**Problem to work on:** Only those lines running from the start of the listing below through the line that holds "the remote_srqn may" are to be written out, exactly and in full.

[Opening Data extract section]

PR #1380, opened 2016-02-18
btl/openib: XRC fix bug that could cause an invalid SRQ# to be used

hjelmn:
This commit fixes a bug that occurs when attempting a get or put
operation on an endpoint that is not already connected. In this case
the remote_srqn may be set to an invalid value as the rem_srqs array
on the endpoint is not populated. This commit moves the usage of the
rem_srqs array to the internal put/get functions where it is
guaranteed this array is populated.

### DIFF
--- a/opal/mca/btl/openib/btl_openib_atomic.c
+++ b/opal/mca/btl/openib/btl_openib_atomic.c
@@ -1,6 +1,6 @@
 /* -*- Mode: C; c-basic-offset:4 ; indent-tabs-mode:nil -*- */
 /*
- * Copyright (c) 2014      Los Alamos National Security, LLC.  All rights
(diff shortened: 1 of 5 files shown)


hjelmn:
@miked-mellanox No need to disable XRC now. Found the problem. Please review this for v2.0.0 when I open that PR.

hjelmn:
This bug is unique to the BTL 3.0 version of openib. In BTL 2.1 get frags were queued before filling them in.

hjelmn:
Also found a deadlock and consistency issue with the ib_addr lock.

hjelmn:
Mellanox failure makes no sense. Merging as this fixes a real bug.

PR #1381, opened 2016-02-18
orterun: allow DDT if options contain :'s

hjelmn:
There is a bug in MPMD detection that disables totalview if a : is
found anywhere on the command line. This includes inside an argument
option or MCA variable value. This commit changes the check to look
for the string " : " instead of the character : which should eliminate
the issue in most cases.

### DIFF
--- a/orte/tools/orterun/orterun.c
+++ b/orte/tools/orterun/orterun.c
@@ -1,5 +1,5 @@
-/* -*- C -*-
- *
+/* -*- Mode: C; c-basic-offset:4 ; indent-tabs-mode:nil -*- */
+/*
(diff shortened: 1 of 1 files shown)


rhc54:
:+1:

hjelmn:
Build started before the XRC fix went into master.

hppritcha:
Please open a pr on v2.x and if needed v1.10

hjelmn:
Yup. This should go into 1.10.3 but can wait for 2.0.1 as it affect launching the debugger with mpirun -debug

hjelmn:
Will open the PRs after I track down the remaining XRC issue :).

Issue #1383, opened 2016-02-19
Fix remaining XRC issues


hjelmn:
Just to keep track of the Jenkins failure. I think I know what might be causing the remaining problem. @miked-mellanox I will fix and PR tonight.

hjelmn:
@hppritcha This will fit in with the rest of the XRC fixes which should be reviewed tomorrow.

PR #1384, opened 2016-02-19
btl/openib: XRC save SRQ#s on the loopback endpoint

hjelmn:
This commit fixes a bug that can occur when communicating via XRC to
peers on the same node. UDCM was not saving the SRQ numbers on the
loopback endpoint (which shares its ib_addr info with all local peers)
so any messages to local peers use an invalid SRQ number.

Fixes open-mpi/ompi#1383


hjelmn:
This should be the last of them. I couldn't reproduce the Jenkins issue until I went back to master.

hjelmn:
Got it!

PR #1385, opened 2016-02-19
Topic/hetero spawn

ggouaillardet:


ompi/dpm/dpm.c
```diff
@@ -403,24 +403,21 @@ int ompi_dpm_connect_accept(ompi_communicator_t *comm, int root,
...
-            /* set the locality */
-            new_proc_list[i]->super.proc_flags = OPAL_PROC_NON_LOCAL;
-            /* have to save it for later */
+            proc = cd->p;
+            new_proc_list[i] = proc ;
+            /* ompi_proc_complete_init_single() optionally retrieves OPAL_PMIX_LOCALITY
+             * and OPAL_PMIX_HOSTNAME, and we can live withot them, so initialize
+             * these values here in case they are not retrieved */
+            proc->super.proc_flags = OPAL_PROC_NON_LOCAL;
+            proc->super.proc_hostname = NULL;
```
rhc54: FWIW: ompi_proc_complete_init_single already initializes these fields to these values, so this isn't really necessary. The only time they won't be initialized is when you call that function with your own process name, and that cannot happen here as we are only looping over processes we previously didn't know about.

ggouaillardet: Thanks !
I will update and commit this on Monday

PR #1398, opened 2016-02-24
tests: fix library name

jsquyres:
Use @OPAL_LIB_PREFIX@ as appropriate in the library that we link against.


jsquyres:
False Travis failures (i.e., they look like failures in the travis infrastructure).

PR #1400, opened 2016-02-24
Adjust the pmix external component configure error messages

rhc54:
pmix: Make the error message on external pmix library a little clearer

Make the error message on external pmix library a little clearer by separating out the libevent from the libhwloc checks by separating out the libevent from the libhwloc checks


lanl-ompi:
Test FAILed.

PR #1411, opened 2016-02-27
Fix a number of issues, some of which have lingered for a long time

rhc54:
* provide a more reliable way of determining that a process is a singleton by leveraging the schizo framework. Add new components for slurm, alps, and orte to detect when we are in a managed environment, and if we have been launched by mpirun or a native launcher. Set the correct envars to control ess and pmix selection in each case.

* ignore the old pmix112 component in favor of the newer pmix120 that has error notification support. We retain the old component just in case we run into problems when we test the newer one and need to quickly switch back.

* fix singleton comm-spawn by correctly setting the num_apps field of the orte_job_t created by the daemon - this fixes a segfault in register_nspace on newly created daemons

* ensure orterun doesn't propagate any ess or pmix directives in its environment

### DIFF
--- a/opal/mca/pmix/isolated/pmix_isolated.c
+++ b/opal/mca/pmix/isolated/pmix_isolated.c
@@ -113,26 +113,26 @@ const opal_pmix_base_module_t opal_pmix_isolated_module = {
     .register_jobid = isolated_register_jobid
 };
 
-static int pmix_init_count = 0;
-static opal_process_name_t pmix_pname;
+static int isolated_init_count = 0;
+static opal_process_name_t isolated_pname;
 
 static int isolated_init(void)
 {
     int rc;
     opal_value_t kv;
 
-    ++pmix_init_count;
+    ++isolated_init_count;
 
     /* store our name in the opal_proc_t so that
      * debug messages will make sense - an upper
      * layer will eventually overwrite it, but that
      * won't do any harm */
-    pmix_pname.jobid = 1;
-    pmix_pname.vpid = 0;
-    opal_proc_set_name(&pmix_pname);
+    isolated_pname.jobid = 1;
+    isolated_pname.vpid = 0;
+    opal_proc_set_name(&isolated_pname);
     opal_output_verbose(10, opal_pmix_base_framework.framework_output,
                         "%s pmix:isolated: assigned tmp name %d %d",
-                        OPAL_NAME_PRINT(pmix_pname),pmix_pname.jobid,pmix_pname.vpid);
+                        OPAL_NAME_PRINT(isolated_pname),isolated_pname.jobid,isolated_pname.vpid);
 
     // setup hash table
     opal_pmix_base_hash_init();
@@ -248,11 +248,11 @@ err_exit:
 
 static int isolated_fini(void)
 {
-    if (0 == pmix_init_count) {
+    if (0 == isolated_init_count) {
         return OPAL_SUCCESS;
     }
 
-    if (0 != --pmix_init_count) {
+    if (0 != --isolated_init_count) {
         return OPAL_SUCCESS;
     }
     opal_pmix_base_hash_finalize();
@@ -261,7 +261,7 @@ static int isolated_fini(void)
 
 static int isolated_initialized(void)
 {
-    if (0 < pmix_init_count) {
+    if (0 < isolated_init_count) {
         return 1;
     }
     return 0;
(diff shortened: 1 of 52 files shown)


lanl-ompi:
Test FAILed.

lanl-ompi:
Test FAILed.

rhc54:
@ggouaillardet @hjelmn @jsquyres Hey folks - I could use some help on this one. I am continuing to see a problem with things hanging if more than one pmix component is in memory, and I have had zero luck tracking down why. I fixed it for dynamic builds by simply avoiding the situation, but we still hang in static builds.

Looking at gdb and valgrind reveals nothing of any use. I find all the threads sitting peacefully in event loops, but there is no information beyond that - we aren't sitting in some blocking location waiting for an event to show up. So I honestly don't know what is happening.

Can some fresh eyes take a look at this?

ggouaillardet:
@rhc54 can you explain how to reproduce the hang ?
Does it occurs when some processes use pmix112 and other use pmix120 ?

rhc54:
For now, the easiest way to reproduce it is to --enable-static --disable-shared. Then any execution of a simple MPI program will hang during Init.

rhc54:
I should have added: if you want to reproduce it with a dynamic build, just remove the .opal_ignore in the pmix112 component.

ggouaillardet:
is there any kind of mechanism to ensure all processes use the same pmix version ?
iirc, I tried to blacklist pmix112 via the command line but could not do that,
I dimply forgot about it since everything was working for me

rhc54:
hang on - I may have found a race condition due to a missing thread-shift. will continue in the morning.

ggouaillardet:
with your branch, MPI always hang with pmix120, even when pmix120 is alone
with pmix112 alone, I see no hang
with both pmix112 and pmix120, I get an error because somehow pmix112 talks with pmix120
I "fixed" that by adding a dummy PMIX_PADDING in pmix_data_type_t right after PMIX_TIME

rhc54:
I found it - the problem was actually a race condition due to a missing thread shift. Adding components just changed the timing a little and masked the true issue. This now seems to be working even with all components being available.

rhc54:
@hjelmn @hppritcha Can you folks please test this on the Cray? The new schizo functionality should work there, but I cannot test it myself.

ggouaillardet:
@rhc54 it works for me now :-)

here is what happened previously
- on mpirun
  - pmix112 priority is 5
  - pmix120 priority is 5

since no pmix is explicitly required by user, a.out is invoked with
```
OMPI_MCA_pmix=^s1,s2,cray,isolated
```

- on a.out
  - pmix112 priority is 80
  - pmix120 priority is 100

a.out chose pmix120, but for some reasons, mpirun chose pmix112, and these cannot talk to each other because of the difference in the ```pmix_data_type_t``` enumeration


that raises several questions
- pmix component priority is hard coded and cannot be set by a mca parameter, is this intended ?
 (but it is possible to include/exclude components with the ```pmix``` mca parameter)
- should mpirun explicitly sets the pmix component it selected ?
for example ```OMPI_MCA_pmix=pmix112``` instead of ```OMPI_MCA_pmix=^s1,s2,cray,isolated``` so mpirun/orted/a.out all use the same pmix version
- should pmix (or OpenMPI pmix glue) add an extra test in the "handshake" to check both pmix versions are identical, or at least compatible ?
- what should happen when two components have the hightest and same priority ?
iirc, the selected module could depend on how files are enumerated by the system, which means it can be different from one node to an other and leads to site specific crashes
one option could be to issue a warning (two modules could be selected based on their priority, choosing module xxx, do not know what will happen next)
an other option could be to explicitly force the ("randomly"?) selected module
(not this works only in mpirun ... if such a component is open'ed only in a.out, there is no way to enforce all tasks will select the same component)

rhc54:
Answering your questions in order:

* yes - we hardcode the priorities. We have found that people rarely understand the numbering and prefer to just specify which ones to use

* the schizo framework is now setting an adequate level of specification. PMIx is being updated to handle backward compatible communications between versions

* the PMIx library itself is being updated to detect the version on each end of a connection

* yes, the selection if two have the same priority depends on the order in which they are loaded. Not sure how to avoid that situation other than to ensure the priorities are correctly set. In this case, I had missed updating the priority for the server side of the pmix connection - so it was a bug and easily corrected.

HTH

ggouaillardet:
Thanks Ralph !

hppritcha:
i will look at this when i get to chicago later this evening.

----------

Howard

jsquyres:
I sent a tarball of this PR to John Delsignore for testing with Totalview.

hppritcha:
This is working for me with srun and aprun, but fails using mpirun on a Cray system using aprun.  Looks like pmix initialization fails.  Debugging...

hppritcha:
Hmm... looks like alps schizo isn't working right. 

I think to fix this, I need to understand what it is the schizo/alps is suppose to be doing?  The code I see there can't distinguish between whether the process is started via alps or mpirun.

rhc54:
@hppritcha Sorry about that - the schizo/alps component was indeed missing a few lines of code. I've fixed it now, so please let me know if this is now correct.

The purpose of the component is to correctly detect between launch via mpirun, direct launch,  singletons running inside of an allocation, and singletons running outside of an allocation (but in a managed environment). It also allows us to set environment-specific controls when direct launched (e.g., not overriding SLURM binding directives).

hppritcha:
works for me :+1:

PR #1414, opened 2016-02-29
examples: update ompi_info bindings checks

jsquyres:
Use `-q` option to grep/egrep to suppress output (we only need the exit status).  Also, use egrep for the "use mpi" check, because some versions of ompi_info say `bindings:use_mpi:yes` and others say `bindings:use_mpi:"yes` (i.e., with the double quote).  This regexp will work with both versions.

[Closing Data extract section]

**Response box:**
PR #1380, opened 2016-02-18
btl/openib: XRC fix bug that could cause an invalid SRQ# to be used

hjelmn:
This commit fixes a bug that occurs when attempting a get or put
operation on an endpoint that is not already connected. In this case
the remote_srqn may be set to an invalid value as the rem_srqs array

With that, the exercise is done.